EXERCISE BRIEF –
For the listing below, report all lines that hold the word "RoleManager".

EXCERPTED RECORDS –
PR #315, opened 2015-01-07
Add concurrency support for EF Store

HaoK:


HaoK:
cc @divega @suhasj

src/Microsoft.AspNet.Identity/IdentityErrorDescriber.cs
```diff
@@ -15,6 +15,15 @@ public virtual IdentityError DefaultError()
                 Description = Resources.DefaultError
             };
         }
+        public virtual IdentityError ConcurrencyFailure()
+        {
+            return new IdentityError
+            {
+                Code = nameof(ConcurrencyFailure),
```
divega: Not closely related to this checkin, but would CallerMemberNameAttribute in a parameter constructor of IdentityError be nicer way to achieve this?

divega:
Are we doing this only for User? Other than that, :shipit:

divega:
Actually i missed that it was on Role as well. Just :shipit:

src/Microsoft.AspNet.Identity/IdentityErrorDescriber.cs
HaoK: Not exactly, they are meant to be logical strings, as opposed to caller, i.e. Logging could print out the error code, instead of the actual error string if desired.  Without the code developers would have to compare against the error strings itself which was a big complaint in the 2.0 stack with identityResult only having an IEnumerable of error strings

HaoK: Oh I see what you are saying, you just meant as a code cleanup to use the attribute instead of nameof?  I don't particularly like that bit of magic as it doesn't even save characters in this situation

divega: I meant that, but only if we end up doing this nameof() thing in most places where we create an IdentityError, in which case I think it would be less error prone.

HaoK:
Merged a8c872aba97e641d38ba2cc098a4ac191a666b6a

Issue #187, opened 2014-08-15
Role and Email normalization


HaoK:

HaoK:
Going to rename IUserNameNormalizer to be IIdentityKeyNormalizer since we will be using this for role name, user name, and email normaliation

HaoK:
We settled on ILookupNormalizer

PR #320, opened 2015-01-09
Normalize all keys (user/role name, email)

HaoK:
Fixes https://github.com/aspnet/Identity/issues/187

cc @divega @suhasj

### DIFF
--- a/src/Microsoft.AspNet.Identity.EntityFramework/UserStore.cs
+++ b/src/Microsoft.AspNet.Identity.EntityFramework/UserStore.cs
@@ -157,7 +157,7 @@ namespace Microsoft.AspNet.Identity.EntityFramework
                 throw new ArgumentNullException("user");
             }
 
-            //Context.Attach(user);
+            Context.Attach(user);
             user.ConcurrencyStamp = Guid.NewGuid().ToString();
             Context.Update(user);
             try
--- a/src/Microsoft.AspNet.Identity.EntityFramework/UserStore.cs
+++ b/src/Microsoft.AspNet.Identity.EntityFramework/UserStore.cs
@@ -961,7 +961,7 @@ namespace Microsoft.AspNet.Identity.EntityFramework
                         && userclaims.ClaimType == claim.Type
                         select user;
 
-            return (IList<TUser>)await query.ToListAsync(cancellationToken);
+            return await query.ToListAsync(cancellationToken);
         }
 
         /// <summary>
@@ -988,7 +988,7 @@ namespace Microsoft.AspNet.Identity.EntityFramework
                             where userrole.RoleId.Equals(role.Id)
                             select user;
 
-                return (IList<TUser>) await query.ToListAsync(cancellationToken);
+                return await query.ToListAsync(cancellationToken);
             }
             return new List<TUser>();
         }
--- a/src/Microsoft.AspNet.Identity.EntityFramework/UserStore.cs
+++ b/src/Microsoft.AspNet.Identity.EntityFramework/UserStore.cs
@@ -78,7 +78,7 @@ namespace Microsoft.AspNet.Identity.EntityFramework
             return AutoSaveChanges ? Context.SaveChangesAsync(cancellationToken) : Task.FromResult(0);
         }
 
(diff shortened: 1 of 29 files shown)


src/Microsoft.AspNet.Identity.EntityFramework/UserStore.cs
```diff
@@ -940,7 +961,7 @@ public virtual Task<bool> GetTwoFactorEnabledAsync(TUser user, CancellationToken
                         && userclaims.ClaimType == claim.Type
                         select user;
 
-            return (IList<TUser>)await query.ToListAsync(cancellationToken);
+            return await query.ToListAsync(cancellationToken);
```
suhasj: Wasn't there a conversion issue here ? I mean from List<T> to IList<T>

divega: AFAIK the conversion issue is only between Task<List<T>> and Task<IList<T>>. Once the List<T> is unwrapped there shouldn't be a problem.

HaoK: yeah I just reflexively clean up grey'd out VS code that is redundant.  Compiler is perfectly happy without the cast

src/Microsoft.AspNet.Identity/IIdentityKeyNormalizer.cs
```diff
@@ -4,15 +4,15 @@
 namespace Microsoft.AspNet.Identity
 {
     /// <summary>
-    ///     Used to normalize a user name
+    ///     Used to normalize keys for consistent lookups
     /// </summary>
-    public interface IUserNameNormalizer
+    public interface IIdentityKeyNormalizer
```
divega: Using just "key" to describe this concept seems to introduce some ambiguity, because there are already primary keys and foreign keys in the entities in addition to the properties we are normalizing. I like "lookup key" more, e.g. `IIdentityLookupKeyNormalizer`.

src/Microsoft.AspNet.Identity/RoleManager.cs
```diff
@@ -32,6 +33,7 @@ public class RoleManager<TRole> : IDisposable where TRole : class
                 throw new ArgumentNullException("store");
             }
             Store = store;
+            KeyNormalizer = keyNormalizer ?? new UpperInvariantKeyNormalizer();
```
divega: Can you please ping the engineering team about this pattern? Not blocking on it.

divega:
:shipit:

src/Microsoft.AspNet.Identity/IIdentityKeyNormalizer.cs
HaoK: How about even more generic, IStringNormalizer since we are basically just using it to normalize strings when we want?

divega: Not bad, but we do it with a specific purpose... What about `IStringLookupNormalizer`? :smile:

HaoK: How about we just drop string and key then, and just do IIdentityLookupNormalizer?

HaoK: Or just ILookupNormalizer

divega: Sounds good (either, I am inclined to keep Identity in the name though, assuming we do it for other interfaces).

HaoK: We only have one other interface with identity and mostly do not, I will file a bug to rationalize, I think we should drop it from IIdentityMessageProvider.

HaoK:
Merged b59440d95ff01994a077be806046151c64197d6c

src/Microsoft.AspNet.Identity.EntityFramework/UserStore.cs
suhasj: ahh true. thanks for clearing that up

WRITTEN RESPONSE –
src/Microsoft.AspNet.Identity/RoleManager.cs
@@ -32,6 +33,7 @@ public class RoleManager<TRole> : IDisposable where TRole : class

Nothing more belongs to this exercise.